Each line below that includes "tsconfig" counts once; report the total and nothing more.

Start of STORED DATA

PR #3050, opened 2023-05-15
Merge React 18 feature branch

JamesBurnside:
# What

Merge of base PRs:

- #2988
- #3005
- #3045

# Why

Merge short term solution for react 18, see https://github.com/Azure/communication-ui-library/discussions/2939 & https://github.com/Azure/communication-ui-library/issues/1900.

# How Tested

Selfhosting and bug bashes.


packages/storybook/stories/storybook.test.ts
```diff
@@ -45,7 +45,7 @@ afterAll(() => {
   console.error = consoleError;
 });
 
-describe('storybook snapshot tests', () => {
+describe.skip('storybook snapshot tests', () => {
```
JamesBurnside, line 48: these are not working on react 18, they fail with a non-descript "I give up" error ☹️

packages/acs-ui-common/package.json
```diff
@@ -34,16 +34,16 @@
...
+    "@types/react": ">=16.8.0 <19.0.0"
   },
   "devDependencies": {
     "@babel/cli": "~7.16.0",
     "@babel/core": "~7.16.0",
     "@microsoft/api-documenter": "~7.12.11",
     "@microsoft/api-extractor": "~7.18.0",
     "@types/jest": "~26.0.22",
-    "@types/react": "^16.9.49",
+    "@types/react": "18.2.0",
```
PorterNan, line 46: Do we need to run react 16 compatibility test by any chance?
BTW, why not use ^ to get latest update for react 18

packages/communication-react/package.json
```diff
@@ -65,8 +63,9 @@
     "copy-preprocess": "cpx \"../*/preprocessed/**\" ./preprocess-dist && renamer --find preprocessed --replace src ./preprocess-dist/**/*",
     "build": "rushx check-deps && rushx _by-flavor \"rushx _build:by-flavor\"",
     "build:cjs": "rollup -c --silent",
-    "build:esm": "rushx _if-preprocess && rushx copy-original && rushx preprocess && rushx copy-preprocess  && ttsc -project tsconfig.preprocess.json || (if-env COMMUNICATION_REACT_FLAVOR=beta && ttsc)",
+    "build:esm": "rushx _if-preprocess && rushx copy-original && rushx preprocess && rushx copy-preprocess  && ttsc -project tsconfig.preprocess.json || (if-env COMMUNICATION_REACT_FLAVOR=beta && ttsc) && rushx copy-northstar",
     "build:watch": "",
+    "copy-northstar": "cpx \"../northstar-wrapper/dist/dist-esm/**/*\" dist/dist-esm/northstar-wrapper/src --clean",
```
PorterNan, line 68: Just out of curiosity, why do we need to do this copy and paste?

packages/northstar-wrapper/src/index.ts
```diff
@@ -1,8 +1,19 @@
 // Copyright (c) Microsoft Corporation.
 // Licensed under the MIT license.
 
-import * as northStar from '@fluentui/react-northstar';
+import {
```
PorterNan, line 4: Any concerns that we don't do import * ? is it for treeshaking

packages/northstar-wrapper/package.json
```diff
@@ -3,36 +3,43 @@
   "version": "1.5.1-beta.4",
   "private": "true",
   "description": "Package to wrap the Fluent NorthStar UI library, for short-term React 18 compatibility",
+  "module": "dist/dist-esm/index.js",
```
PorterNan, line 6: I guess we will generate both esm and cjs code in our npm package? How much bigger our npm packages will be in the end

packages/northstar-wrapper/package.json
```diff
@@ -3,36 +3,43 @@
...
+  "main": "dist/dist-cjs/index.js",
+  "types": "dist/northstar-wrapper.d.ts",
   "scripts": {
-    "build": "tsc",
+    "build": "rushx build:esm && rushx build:cjs",
+    "build:esm": "tsc && webpack -c ./webpack.esm.config.js && rushx api-extractor",
```
PorterNan, line 11: If that is esm, will webpack bundle them into one file or several files like all the other packages?

packages/acs-ui-common/package.json
JamesBurnside: This should be pinned to the same as react so this should be whatever react is. Really they should probably all be `~` or `^` but we don't have good repo-wide guidenence on what developers should choose. Should we set a standard now and update guidence in the wiki?

packages/communication-react/package.json
JamesBurnside: We need the webpack output from the build. Currently our meta package rebuilds everything itself and hence tsc doesn't use the webpack output. This was the simplest way I found to have the webpack bits in the final npm package (but open if you find a way to instead have tsc grab the webpack output instead of retranspiling the src code)

packages/northstar-wrapper/src/index.ts
JamesBurnside: The question is why we would do `*` at all. We don't want to allow exports from `n*` so we want to keep this to a minimal set such that we don't allow developers to accidentally introduce new reliances on northstar

packages/northstar-wrapper/package.json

End of STORED DATA

> _COMPLETED TASK_: 2